Array members are normally wrapped as read-only. For example,
struct Foo { int x[50]; };
produces a single accessor function like this:
int *Foo_x_get(Foo *self) { return self->x; };
If you want to set an array member, you will need to supply a "memberin" typemap described later in this chapter. As a special case, SWIG does generate code to set array members of type char (allowing you to store a Perl string in the structure).
When structure members are wrapped, they are handled as pointers. For example,
struct Foo { ... }; struct Bar { Foo f; };
generates accessor functions such as this:
Foo *Bar_f_get(Bar *b) { return &b->f; } void Bar_f_set(Bar *b, Foo *val) { b->f = *val; }
C++ classes are wrapped by building a set of low level accessor functions.

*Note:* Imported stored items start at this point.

Issue #163, opened 2018-03-03
Wrap "Copy a file" method


liblit:
The Canvas REST API offers a ["Copy a file" method](https://canvas.instructure.com/doc/api/files.html#method.folders.create_file) that `canvasapi` 0.9.0 does not yet wrap. I recently had cause to use this, so a proper `canvasapi` version of this would be appreciated. Presumably this makes the most sense as a method of the `Folder` class.

PR #165, opened 2018-03-07
#163 Copy File Method in Folder

qwertynerd97:


Thetwam:
This PR contains commits that are already in #164, so will wait until that PR is merged before reviewing.

Issue #156, opened 2018-02-21
Standardize Method Names


Thetwam:
We have several endpoints that are prefixed with `list_` while others are prefixed with `get_`. For consistency's sake, we need to standardize which form to use. After internal discussion, we have decided that `get_` seems the most appropriate.

Change all method names that start with `list_` to start with `get_`.

Because some folks may already be using the `list_` methods, we can't just rename the methods - we'll need deprecate them and direct users to switch to the new `get_` methods. Most likely move the code to the `get_` version and have the `list_` version warn with a `DeprecationWarning` and call the `get_` version.

PR #166, opened 2018-03-09
#156 Standardize Method names

qwertynerd97:


tests/test_outcome.py
```diff
@@ -203,17 +204,47 @@ def test_list_linked_outcomes(self, m):
...
+            self.assertIsInstance(result[0], OutcomeLink)
+            self.assertEqual(result[0].outcome_group['id'], 2)
+            self.assertEqual(result[0].outcome_group['title'], "Global Test Outcome Group")
+
+            result = self.course_outcome_group.list_linked_outcomes()
+            self.assertIsInstance(result[0], OutcomeLink)
+            self.assertEqual(result[0].outcome_group['id'], 2)
+            self.assertEqual(result[0].outcome_group['title'], "Course Test Outcome Group")
+
+            self.assertEqual(len(warning_list), 1)
```
Thetwam: Python 2 and Python 3 handle warnings differently. Python 3 doesn't consider duplicates of the same warning when catching and counting.

In this test's case, the DeprecationWarning is raised 3 times, but caught only once in Python 3.

In Python 2, a warning is counted each time it is caught. This means this line will raise `AssertionError: 3 != 1`, as 3 separate warnings are raised.

Issue #138, opened 2018-01-17
Correct erroneous docstrings


jessemcbride:
We need to crawl through our docstrings and verify that they're all correct for the endpoint they're calling. Though I would imagine the number of incorrect docstrings is small, we've noticed a few here and there and I'd feel better doing a thorough search of our codebase.

Bonus points if someone writes a script to do this automatically (please? 😊 ).

MarkLalor:
As far as a script is concerned, you mean something that checks, for example, that
```
:calls: `GET /api/v1/courses/:course_id/students/submissions \
```
matches the subsequent call in the implementation?
```
 'GET',
 'courses/{}/students/submissions'.format(self.id),
```

It would be nice if it also checked for dead links to the API documentation, i.e. in this case it would make sure `https://canvas.instructure.com/doc/api/submissions.html#method.submissions_api.for_students` still exists (both the page and the header)

jessemcbride:
Yes, that's what I was thinking. I don't think it would require much magic beyond [inspect](https://docs.python.org/2/library/inspect.html) and some regex. We've been looking for ways to automate the generation of wrapper methods using Canvas's documentation and I think this would be a decent first step.

Thetwam:
Resolved in #179. Still a few outstanding issues, but on the whole is good. Remaining issues are in #186

PR #179, opened 2018-05-08
#138 correct erroneous docstrings: corrections and script to find inconsistencies

rmanbaird:


Thetwam:
Addresses #138

Thetwam:
The changes you've made are good. The script is awesome, too! Looks like there are a few outstanding docstring issues, primarily related to Accounts. It appears the API has changed since our implementation of these methods, so they need be looked at. I'll spin those out into their own issue(s) to be resolved later.

Good work! 👍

Consider the following class:
class List { public: List(); ~List(); int search(char *item); void insert(char *item); void remove(char *item); char *get(int n); int length; static void print(List *l); };
When wrapped by SWIG, the following functions are created:
List *new_List(); void delete_List(List *l); int List_search(List *l, char *item); void List_insert(List *l, char *item); void List_remove(List *l, char *item); char *List_get(List *l, int n); int List_length_get(List *l); void List_length_set(List *l, int n); void List_print(List *l);
In Perl, these functions are used in a straightforward manner:
use example; $l = example::new_List(); example::List_insert($l, "Ale"); example::List_insert($l, "Stout"); example::List_insert($l, "Lager") example::List_print($l) Lager Stout Ale print example::List_length_get($l), "\n"; 3
At this low level, C++ objects are really just typed pointers. Member functions are accessed by calling a C-like wrapper with an instance pointer as the first argument. Although this interface is fairly primitive, it provides direct access to C++ objects. A higher level interface using Perl proxy classes can be built using these low-level accessors. This is described shortly.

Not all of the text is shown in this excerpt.